* Task to complete *
Some entries follow. Reproduce exactly the lines starting at the one with "PR #148, opened 2017-08-22" and stopping after the one with "LGTM, merging now.".

(Saved entries)
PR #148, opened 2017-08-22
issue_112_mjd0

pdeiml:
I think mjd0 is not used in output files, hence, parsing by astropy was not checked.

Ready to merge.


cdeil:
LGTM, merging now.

* * *

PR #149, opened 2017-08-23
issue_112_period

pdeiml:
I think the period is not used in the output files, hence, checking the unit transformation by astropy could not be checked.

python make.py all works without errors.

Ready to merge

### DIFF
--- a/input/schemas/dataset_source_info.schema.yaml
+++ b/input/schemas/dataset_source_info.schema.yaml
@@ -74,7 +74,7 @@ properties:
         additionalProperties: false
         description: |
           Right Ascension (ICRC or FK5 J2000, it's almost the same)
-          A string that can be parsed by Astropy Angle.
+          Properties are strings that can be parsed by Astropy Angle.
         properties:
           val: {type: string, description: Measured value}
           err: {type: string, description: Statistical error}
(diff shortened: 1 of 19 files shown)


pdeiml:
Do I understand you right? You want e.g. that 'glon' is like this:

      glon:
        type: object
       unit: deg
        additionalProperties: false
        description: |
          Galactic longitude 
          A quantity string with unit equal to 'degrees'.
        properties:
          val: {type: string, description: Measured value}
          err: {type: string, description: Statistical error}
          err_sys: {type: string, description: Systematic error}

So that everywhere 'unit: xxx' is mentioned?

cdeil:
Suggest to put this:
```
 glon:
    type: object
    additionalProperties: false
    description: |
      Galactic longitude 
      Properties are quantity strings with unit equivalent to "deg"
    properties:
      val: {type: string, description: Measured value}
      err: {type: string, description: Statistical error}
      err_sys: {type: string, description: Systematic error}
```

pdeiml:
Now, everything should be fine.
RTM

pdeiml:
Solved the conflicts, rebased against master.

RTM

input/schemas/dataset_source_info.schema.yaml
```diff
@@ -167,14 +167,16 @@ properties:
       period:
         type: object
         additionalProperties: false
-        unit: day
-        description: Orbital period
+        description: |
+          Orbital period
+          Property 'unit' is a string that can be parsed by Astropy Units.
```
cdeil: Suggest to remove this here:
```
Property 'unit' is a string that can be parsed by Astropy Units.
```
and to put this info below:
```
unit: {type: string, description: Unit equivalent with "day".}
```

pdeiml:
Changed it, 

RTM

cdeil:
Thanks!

* Exercise result *
PR #148, opened 2017-08-22
issue_112_mjd0

pdeiml:
I think mjd0 is not used in output files, hence, parsing by astropy was not checked.

Ready to merge.


cdeil:
LGTM, merging now.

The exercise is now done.